Here is a shot of some special bus bar resistors we built recently. The requirement was they have a specific resistance within a fairly close limit. The tubing length was used to control the total resistance of the assembly. These resistors are water cooled and will carry up to 6.5 Kiloamps each.These were brite dipped after welding by the plating shop.
We tested the resistance across these joints using a four wire resistance measurement. They averaged around twenty Micro-ohms across the weld joint.Yes micro ohms not Milli-ohms. You cant take Micro ohm measurements with your Fluke multimeter. You need a special setup to get reliable measurements.
 I decided to do a sample weld in stainless steel to copper using the Silvaloy 15 filler. The stainless is a standard ISO Kwik flange half nipple welded to a 3/16 thick copper plate. No particular prep other than a quick buff of the copper with scotchbrite and wiped clean with alcohol. In this picture I put the hot part on a thick copper plate to cool it before I leak checked the welded assembly.
 After the sample cooled it went right on to the leak detector. I used the Kwik flange to make adapting to the detector easier.
 Less than a minute later the background is in the tens and ready for a spritz of helium. Our leak detector is a Inficon UL1000. This unit is super easy to use even for leak detection rookies like me. 
 Giving it a little helium around the weld filler metal. The flow rate of helium was pretty low, around five to ten bubbles a second in alcohol so I can see the bubbles. There was no response from the leak detector. It was probably my super human welding skills or possibly the process is pretty easy with this filler material. 

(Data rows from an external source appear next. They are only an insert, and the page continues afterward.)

PR #238, opened 2026-06-28
fix: add configurable HTTP timeout for LLM API calls

### LINKED ISSUE #237: bug: LLM HTTP client has no configurable request timeout, causing scan to hang indefinitely
## Bug Description

The `ocr scan` command can hang indefinitely when the LLM API does not respond. The HTTP client used for LLM API calls does not have a properly configurable request timeout, causing the process to block forever on stuck connections.

## Root Cause

In `internal/llm/client.go`, the `NewLLMClient` factory function creates a `ClientConfig` without setting the `Timeout` field:

```go
func NewLLMClient(ep ResolvedEndpoint) LLMClient {
    cfg := ClientConfig{
        URL:        ep.URL,
        APIKey:     ep.Token,
        Model:      ep.Model,
        AuthHeader: ep.AuthHeader,
        ExtraBody:  ep.ExtraBody,
        // Timeout is NOT set — defaults to 0
    }
```

While `NewOpenAIClient` and `NewAnthropicClient` both have a fallback default of 5 minutes:
```go
if cfg.Timeout <= 0 {
    cfg.Timeout = 5 * time.Minute
}
```

There are two problems:
1. **`ResolvedEndpoint` has no `Timeout` field** — users cannot configure the HTTP timeout via config file or environment variables
2. **Streaming responses may bypass the timeout** — the OpenAI/Anthropic SDKs `WithRequestTimeout` applies to the overall request lifecycle, but streaming responses that send data slowly (or stop sending data mid-stream) may not trigger the timeout

## Reproduction

1. Configure ocr with an LLM API that occasionally hangs (e.g., rate-limited or overloaded)
2. Run `ocr scan` on a repository
3. The process hangs indefinitely with 0% CPU usage, holding an ESTABLISHED TCP connection to the API server
4. The process never exits until manually killed

## Expected Behavior

The `ocr` binary should:
1. Support a configurable HTTP request timeout (e.g., via `OCR_LLM_TIMEOUT` env var or config file)
2. Have a reasonable default timeout (e.g., 120 seconds per LLM call)
3. Properly enforce the timeout on streaming responses

## Environment

- ocr version: v1.6.4 (darwin/arm64)
- OS: macOS
- LLM Provider: Xiaomi MiMo API (OpenAI-compatible)

## Suggested Fix

1. Add a `Timeout` field to `ResolvedEndpoint`
2. Add `OCR_LLM_TIMEOUT` environment variable support
3. Pass the timeout from `ResolvedEndpoint` to `ClientConfig` in `NewLLMClient`
4. Add per-request timeout enforcement that works with streaming responses

zy84338719:
## Problem

The LLM HTTP client has no user-configurable request timeout. When the LLM API becomes unresponsive (rate limiting, network issues, server overload), the `ocr scan` process hangs indefinitely with 0% CPU, holding an ESTABLISHED TCP connection that never completes.

**Reproduction:** Run `ocr scan` against an LLM API that occasionally hangs. The process blocks forever until manually killed.

Root cause in `internal/llm/client.go:195`: `NewLLMClient` creates `ClientConfig` without setting `Timeout` (defaults to 0). While `NewOpenAIClient`/`NewAnthropicClient` have a 5-minute fallback, there is no way for users to configure this.

Fixes #237

## Changes

- Add `Timeout` field to `ResolvedEndpoint` struct
- Add `OCR_LLM_TIMEOUT` environment variable (value in seconds)
- Add `timeout_sec` field to `config.json` llm and provider sections
- Pass timeout from `ResolvedEndpoint` to `ClientConfig` in `NewLLMClient`

## Usage

```bash
# Environment variable
export OCR_LLM_TIMEOUT=120  # 2 minutes per LLM call

# Or in ~/.opencodereview/config.json
{
  "llm": {
    "url": "https://api.example.com/v1",
    "timeout_sec": 120
  }
}
```

The default remains 5 minutes when not explicitly configured. All existing behavior is preserved.

### DIFF
--- a/internal/llm/resolver.go
+++ b/internal/llm/resolver.go
@@ -79,7 +79,11 @@ func ResolveEndpointWithModelOverride(configPath, modelOverride string) (Resolve
 			// OCR_LLM_TIMEOUT is a global override: applies regardless of
 			// which strategy resolved the endpoint, and takes precedence
 			// over config-file values when set.
-			if envTimeout, ok := parseTimeoutEnv(); ok {
+			envTimeout, ok, err := parseTimeoutEnv()
+			if err != nil {
+				return ResolvedEndpoint{}, fmt.Errorf("resolve %s: %w", s.name, err)
+			}
+			if ok {
 				ep.Timeout = envTimeout
 			}
 			return ep, nil
@@ -91,25 +95,22 @@ func ResolveEndpointWithModelOverride(configPath, modelOverride string) (Resolve
 
 // parseTimeoutEnv reads and validates the OCR_LLM_TIMEOUT environment variable.
 // Returns the parsed duration and true if set, or 0 and false if unset/empty.
-// Rejects negative values and values that would overflow time.Duration.
-func parseTimeoutEnv() (time.Duration, bool) {
+// Returns an error for invalid values (non-integer, negative, overflow) to give
+// the user clear feedback instead of silently falling back to the default.
+func parseTimeoutEnv() (time.Duration, bool, error) {
 	raw := strings.TrimSpace(os.Getenv(envOCRLLMTimeout))
 	if raw == "" {
-		return 0, false
+		return 0, false, nil
 	}
 	sec, err := strconv.Atoi(raw)
 	if err != nil {
-		return 0, false
+		return 0, false, fmt.Errorf("OCR_LLM_TIMEOUT must be an integer (seconds): %w", err)
 	}
-	if sec < 0 {
-		return 0, false
+	d, err := validateTimeoutSec(sec)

Some things I don't know yet about the process.

Mechanical strength of the filler material for structural applications. How it behaves in a joint of dissimilar materials mechanically with the base materials and filler dissolving in the weld. One of the other things that came to mind when I made up the weld sample shown above is how would it behave if I quenched it in water after the welding. Stainless by itself and copper by itself are unharmed by a water quench from welding temperature. I don't know how the composite joint using the silvaloy 15 would behave in that situation so I just let it air cool. It does seem like a viable process for making low resistance, vacuum tight joints in materials that have been traditionally hard to connect by TIG welding. Further testing is required to understand the mechanical properties of the filler metal in the as welded condition.

New data 12/12/12. We ran the test copper to stainless spool above through a test cycle that consisted of a UHV cleaning, bake out at 150C and then an RGA scan. Residual gas analyzer. The following charts show the outgassing materials that the scan picked up. We were only able to test up to 200 AMU (atomic mass units).
 The conclusion is this material is very suitable for UHV applications.